Each week you will get a progress grade from 0-4, given to you by a TA. If you are being diligent, you should be able to get 4's every week. The easiest way to get your grade is to come to tutorial and meet with your TA; alternately, you can meet a TA in their office hours or, at their discretion, discuss things with them online.

Date

Tutorials

Sept. 18,22

UNIX Introduction

Sept. 25, 29

Device files, filesystems, and kernel modules

Oct. 2, 6

kernel modules and using the source

Oct. 9, 13

Filesystem concurrency

Oct. 16, 20

Openstack

Oct. 23, Nov. 3

Catch up/Project help

Nov. 6, 10

Modifying system calls

Nov. 13, 17

kprobes, calling userspace

Nov. 20, 24

Kernel map, projects

Nov. 27, Dec. 1

Projects

Assignments

Due Date

Assignments

Sept. 23

Assignment 1

Sept. 30

Assignment 2

Oct. 6

Assignment 3

Nov. 5

Assignment 4

Nov. 18

Assignment 5

Course Software

In this course we will primarily working with Ubuntu, a widely-used family of Linux distributions. We will be using its Lubuntu variant in Virtualbox earlier in the term; later on we will transition to using Ubuntu Server on the SCS's Openstack installation (accessible only from the Carleton network).

You may use other Linux distributions to complete the assigned work and do your project; there will be differences, however, in some aspects (such as installing software), particularly if you use a distribution not based on Ubuntu or Debian.

Using Virtualbox in the labs

In the SCS labs you should be able to run the course VM by starting Virtualbox (listed in the Applications menu) and selecting the COMP 2406/3000 virtual machine image. After the VM has fully booted you will be automatically logged into the student account; this account has admin privileges and its password is "tneduts!".

We highly recommend running your VM in full-screen mode (select from the menu, not by maximizing the window).
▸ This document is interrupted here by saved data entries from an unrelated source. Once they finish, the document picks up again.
PR #1403, opened 2022-01-02
chore: corrected some hyperlinks

mfranzke:
### Summary of changes:
Corrected some of the URLs within the code, either regarding
- that we should prefer HTTPS over HTTP nowadays and even also prevent the redirect
- that the URLs have changed


JosefBredereck (approved):

JosefBredereck:
PR was released with v5.16.0

PR #1405, opened 2022-01-02
refactor: always include dimensions on images

mfranzke:
We should advocate for good and performant HTML code, that should even already include dimensions for the browsers to be able to calculate it's dimensions and prevent recalculations of the design / redraw, page jumps, etc.

### Summary of changes:
Added dimensions to most of the images.


JosefBredereck (approved):

JosefBredereck:
PR was released with v5.16.0

PR #1406, opened 2022-01-02
fix(annotations): displaying annotation tooltips correctly

mfranzke:
We're currently facing problems especially on the ["standalone" view of patterns (e.g. `pages`)](https://deploy-preview-1402--patternlab-handlebars-preview.netlify.app/?p=pages-homepage&view=annotations), in which the general `pattern-lab.css` isn't referenced, that includes the `/packages/uikit-workshop/src/sass/scss/04-components/_annotations.scss` file.

### Summary of changes:
- Hiding elements (in this case the annotation tooltips) in a modern way by the `hidden` attribute instead of style property manipulations.
- Extracted parts of the annotations CSS code so that it could even also get imported into `pattern-scaffolding.css` (which we needed to convert to a SCSS file and transform that one as well).

### Preview URL with the fixed version
["standalone" view of patterns (e.g. `pages`)](https://deploy-preview-1406--patternlab-handlebars-preview.netlify.app/?p=pages-homepage&view=annotations)


JosefBredereck (approved):

JosefBredereck:
PR was released with v5.16.0

PR #1428, opened 2022-02-10
refactor: make removing index.html from URL configurable

### LINKED ISSUE #1427: No possibility to configure whether or not to remove index.html from the URL when adding to pushState
_inspired by and adapted from https://github.com/pattern-lab/styleguidekit-assets-default/pull/49/_

> We had a few issues, where:
> - Refreshing any page resulted in a 404 Page not found, either manually or after running php core/console --generate and reloading (we have a gulp task that watches for any changes in patterns, runs that command, and reloads the browser).
> - We couldn't share links between the team, since they returned 404s as well.

> We found that the cause was that Pattern Lab removes index.html from the URL, and our hosting environment doesn't load index.html by default.
> Our fix is to not remove index.html. If accepted, it wouldn't cause problems for anybody else and it would help PL to not assume the servers are configured to serve index.html as the default file.

I am using Pattern Lab Node `v5.16.2` on `Mac`, with Node `v12..13.1`, using a `Vanilla` Edition.

##### Expected Behavior

Be able to decide in whether my system redirects from **/index.html?** to **/?** (comparable to SPA) or not, as I might host it in an environment, which doesn't handle the default document of `index.html` correctly, like e.g. Gitlab Pages (it's in their backlog to support SPA properly, but it's resulting in a problem at the moment at least after a reload).

##### Actual Behavior

A URL containing the file `index.html` is always being redirected to the equal one with `index.html` being removed.

##### Steps to Reproduce

You need to reproduce this on an environment that doesn't handle the default file of `index.html` correctly in case of that no file is being provided at the URL. Most it works perfectly correctly on your localhost (http://localhost:3000/?p=all) and on our preview environment on Netlify.

mfranzke:
Closes #1427

### Summary of changes:
I've decided to make this change configurable, especially for backwards "compatibility" (or in other words not changing the current behavior).
Providing the possibility to deactivate the initial redirect and changing of the history towards the removal of an included `index.html` within the URL: from `/index.html?p=WHATEVER` to `/?p=WHATEVER`, as this might cause trouble on environments that don't acknowledge an `index.html` file if no file is provided in the URL.

Even though that this is a suboptimal configuration, under some circumstances you're able to change it (like on a public static hosting provider).

### DIFF
--- a/packages/docs/src/docs/advanced-config-options.md
+++ b/packages/docs/src/docs/advanced-config-options.md
@@ -113,6 +113,14 @@ This replaces the now obsolete `debug` flag.
 
 **default**: `info`
 
+## noIndexHtmlremoval (optional)
+
+You might host your pattern lab in an environment that doesn't acknowledge the default file to be `index.html` in case that none is provided – Gitlab Pages is an example for this, where you might publish your preview builds to during development. So in case that you get a URL like `<PATH>/index.html`, it will redirect to `<PATH>/?p=all`. You might not be able to share this resulting URL or even do a refresh of the page, as the server would respond with a 404 error.
+
+To disable this redirect which is similar to how Single Page Applications work, you could set the optional configuration `"noIndexHtmlremoval"` to `true`.
+
+**default**: `false`
+
 ## outputFileSuffixes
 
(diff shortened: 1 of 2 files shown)


JosefBredereck (approved):

JosefBredereck:
PR was released with v5.16.3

Do all of your work inside of the VM; it should be fast enough and you won't have any issues with sharing files or with firewalls/network connectivity.
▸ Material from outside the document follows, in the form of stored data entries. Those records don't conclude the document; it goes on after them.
PR #114, opened 2017-04-12
meta-refkit: Add test to check qemu

ibarraJhumberto:
Add a basic test to check that qemu runs with refkit. Based on
Yocto bug #11203. The test is to be add in a selftest/refkit
path, so it could be run with:

oe-selftest -r refkit.runqemu.RunqemuTests.test_boot_machine

Further selftest tests can be added in the refkit folder. Considering
this, running all refkit selftest tests could be easily done with:

oe-selftest --run-tests-by module refkit.*

Signed-off-by: Humberto Ibarra <humberto.ibarra.lopez@intel.com>

### DIFF
--- a/meta-refkit/lib/oeqa/selftest/refkit/runqemu.py
+++ b/meta-refkit/lib/oeqa/selftest/refkit/runqemu.py
@@ -39,16 +39,6 @@ class RunqemuTests(oeSelfTest):
         self.ovmf_recipe = 'ovmf'
         self.cmd_common = "runqemu ovmf wic slirp nographic serial"
 
-        # Avoid emit the same record multiple times.
-        mainlogger = logging.getLogger("BitBake.Main")
-        mainlogger.propagate = False
-
-        self.write_config(
-"""
-# 10 means 1 second
-SYSLINUX_TIMEOUT = "10"
-""")
-
         if not RunqemuTests.image_is_ready:
             RunqemuTests.deploy_dir_image = get_bb_var('DEPLOY_DIR_IMAGE')
             bitbake(self.refkit_recipe)
--- a/meta-refkit/lib/oeqa/selftest/refkit/runqemu.py
+++ b/meta-refkit/lib/oeqa/selftest/refkit/runqemu.py
@@ -1,0 +1,62 @@
+#!/usr/bin/env python
+# ex:ts=4:sw=4:sts=4:et
+# -*- tab-width: 4; c-basic-offset: 4; indent-tabs-mode: nil -*-
+#
+# Copyright (c) 2017, Intel Corporation.
+# All rights reserved.
+#
+# This program is free software; you can redistribute it and/or modify
+# it under the terms of the GNU General Public License version 2 as
+# published by the Free Software Foundation.
+#
+# This program is distributed in the hope that it will be useful,
+# but WITHOUT ANY WARRANTY; without even the implied warranty of
+# MERCHANTABILITY or FITNESS FOR A PARTICULAR PURPOSE.  See the
+# GNU General Public License for more details.
+#
+# You should have received a copy of the GNU General Public License along
+# with this program; if not, write to the Free Software Foundation, Inc.,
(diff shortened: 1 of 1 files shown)


meta-refkit/lib/oeqa/selftest/refkit/runqemu.py
```diff
@@ -0,0 +1,62 @@
...
+    deploy_dir_image = ''
+
+    def setUpLocal(self):
+        self.refkit_recipe = 'refkit-image-common'
+        self.ovmf_recipe = 'ovmf'
+        self.cmd_common = "runqemu ovmf wic slirp nographic serial"
+
+        # Avoid emit the same record multiple times.
+        mainlogger = logging.getLogger("BitBake.Main")
+        mainlogger.propagate = False
```
pohly: I think I understand which problem you are trying to solve here, but is this really the right place for it? Shouldn't that better be solved for all oeSelfTest instances?

meta-refkit/lib/oeqa/selftest/refkit/runqemu.py
```diff
@@ -0,0 +1,62 @@
...
+
+        self.write_config(
+"""
+# 10 means 1 second
+SYSLINUX_TIMEOUT = "10"
+""")
```
pohly: What's this SYSLINUX_TIMEOUT setting for? Does it affect  the refkit images at all?

meta-refkit/lib/oeqa/selftest/refkit/runqemu.py
```diff
@@ -0,0 +1,62 @@
...
+            RunqemuTests.deploy_dir_image = get_bb_var('DEPLOY_DIR_IMAGE')
+            bitbake(self.refkit_recipe)
+            bitbake(self.ovmf_recipe)
+            RunqemuTests.image_is_ready = True
+
+    @testcase(2001)
+    def test_boot_machine(self):
+        """Test runqemu machine"""
+        with runqemu(self.refkit_recipe, ssh=False, launch_cmd=self.cmd_common) as qemu:
+            self.assertTrue(qemu.runner.logged, "Failed: %s" % self.cmd_common)
```
pohly: What does this assert test? Successful booting?

mythi:
We're looking to make qemu as one of the "tester devices" in #94. With that and the additional fact that many of the feature test cases plan to use runqemu via selftests I feel this is kinda redundant.

meta-refkit/lib/oeqa/selftest/refkit/runqemu.py
ibarraJhumberto: This is done in the setUp method for all runqemu tests, this one and future ones too. However, I do get your point maybe it would be better to handle this a level up where it would apply for all selftest modules.

meta-refkit/lib/oeqa/selftest/refkit/runqemu.py
ibarraJhumberto: Made some tests, this does not affect refkit, will update it.

meta-refkit/lib/oeqa/selftest/refkit/runqemu.py
ibarraJhumberto: Yes, it is meant as a basic booting test which involves the steps mentioned in Yocto bug #11203.

ibarraJhumberto:
It might look redundant at the moment, but the plan would be to add more qemu tests here. Testing booting helps with test organization and isolation of failures. If you have too many things being tested in a single test, you could have problems identifying what went wrong.

Of course, when you run a large test manually you can be sure of when qemu doesn't boot. Still, automatic tests might report back less info, so it is better to not put many tasks in a single test.

ibarraJhumberto:
Updated with new commit to address comments.

mythi:
@ibarraJhumberto What kind of additional qemu tests are in your plans? Are they something that must be run qemu only? #94 adds the capability we run most runtime tests we run with 570x/minnowboard in qemu too.

mythi:
#94 replaces this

You can save the work you do from the course VM (in the student account) to your SCS account and restore it to any other copy of the class VM (on your machines or in the labs) by running using the following commands:

 save3000 <SCS username>
 restore3000 <SCS username>
 compare3000 <SCS username>

If you use these commands, use them consistently. That means run restore3000 when you first log in, and run save3000 just before logging out. If you don't do this, you will erase the work that you had done previously when you save.
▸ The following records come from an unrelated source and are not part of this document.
PR #115, opened 2017-04-13
doc: add QEMU howto

rojkov:
[skip-ci]

### DIFF
--- a/doc/howtos/qemu.rst
+++ b/doc/howtos/qemu.rst
@@ -1,0 +1,35 @@
+Using QEMU
+##########
+
+A Refkit wic image can be tested with QEMU as is. For that make sure that the
+`ovmf` target has been built::
+
+  $ bitbake ovmf
+
+Then use the command `runqemu` to start a QEMU virtual machine::
+
+  $ runqemu ovmf refkit-image-common wic
+
+This command will ask for superuser permissions, will create a TAP network
+interface for the VM automatically and will expose graphical output via a
+VNC server listening on localhost.
+
+.. note:: Make sure you run a DHCP server properly configured to listen to
+   the dynamically created TAP interface if you need working connectivity.
+
+While TAP interfaces perform best an easier solution would be to use SLIRP
+interfaces if all you need is the ability to ssh to your VM. They don't
+require having superuser permissions and enable QEMU's built-in DHCP-server.
+The following command will provide working connectivity without any
+additional setup::
+
+  $ runqemu ovmf refkit-image-common wic slirp
+
+Then connect to the VM with::
+
+  $ ssh root@localhost -p 2222
+
+In order to access VM's serial console add two more options to the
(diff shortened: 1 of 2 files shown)


doc/howtos/qemu.rst
```diff
@@ -0,0 +1,35 @@
...
+##########
+
+A Refkit wic image can be tested with QEMU as is. For that make sure that the
+`ovmf` target has been built::
+
+  $ bitbake ovmf
+
+Then use the command `runqemu` to start a QEMU virtual machine::
+
+  $ runqemu runqemu ovmf refkit-image-common wic
```
mythi: copy-paste error with all ```$ runqemu``` examples it seems: runqemu is written twice.

rojkov:
> +
> +  $ runqemu runqemu ovmf refkit-image-common wic
>
> copy-paste error with all $ runqemu examples it seems: runqemu is written
> twice.
>
>
Right, too much thoughtless yanking in vim. Fixed.

pohly:
Performance under QEMU is better with KVM enabled.

This can be done with:

    BB_ENV_EXTRAWHITE="$BB_ENV_EXTRAWHITE QEMU_USE_KVM" QEMU_USE_KVM=intel-corei7-64 {oe-selftest|runqem} ...

Or it can go into local.conf.sample, similar to this entry in refkit-ci.inc that I am currently testing in PR #97:

    # If we can access /dev/kvm, then let's use it.
    QEMU_USE_KVM = "${@ 'intel-corei7-64 intel-core2-32 qemux86 qemux86-64' if os.access('/dev/kvm', os.R_OK|os.W_OK) else '' }"

What do you guys think? This PR looks like the right place to add it.

mythi:
I'd prefer the local.conf.sample option since it's easier from the user perspective.

OTOH, would that not be appropriate in the machine configs?

pohly:
Choosing KVM changes the machine type. That's probably not something that should be done by default, i.e. not in the machine config.

rojkov:
I'd second local.conf.sample. Will update the PR if there're no objections.

mythi:
@rojkov can you rebase this and make it complete? We could start with ```QEMU_USE_KVM``` disabled by default (even if it's value is conditional).

rojkov:
* rebased;
* added `QEMU_USE_KVM` to local.conf.sample (disabled by default);
* force pushed.

doc/howtos/qemu.rst
```diff
@@ -0,0 +1,35 @@
+Using QEMU
+##########
+
+A Refkit wic image can be tested with QEMU as is. For that make sure that the
+`ovmf` target has been built::
+
+  $ bitbake ovmf
```
mythi: FWIW, meta-intel added ovmf in ```EXTRA_IMAGEDEPENDS``` so it should be available. But I guess this won't hurt.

If you forgot to restore and you want to save, try running this:

  rsync -a -v --progress ~/ <SCS username>@access.scs.carleton.ca:COMP3000/

This is the same as the save3000 command minus the options (--delete and --force) that deletes files in the destination that don't exist in the source. As a check, you may want to add the -n option to do a dry run.

Running the Virtualbox VM on your own machines

If you want to run the VM appliance on your own system (running essentially any desktop operating system you want), just download the virtual appliance file and import. The SHA1 hash of this file is:

   a8a70ec2e1b49699f4de29c872ecec7cee21888f COMP 2406 & 3000, Fall 2015.ova

On Windows you can compute this hash for your downloaded file using the command FCIV -sha1 COMP 2406-3000 Fall 2014.ova. If the hash is different from above, your download has been corrupted.

If the application is not VirtualBox, you'll need to:

  • Have the VM platform ignore any errors in the structure of the appliance found during the import process;
  • Uninstall the VirtualBox guest additions by typing starting a terminal application and running
  sudo apt-get purge virtualbox-guest-x11 virtualbox-guest-utils
  • Install your platform's own Linux guest additions, if available.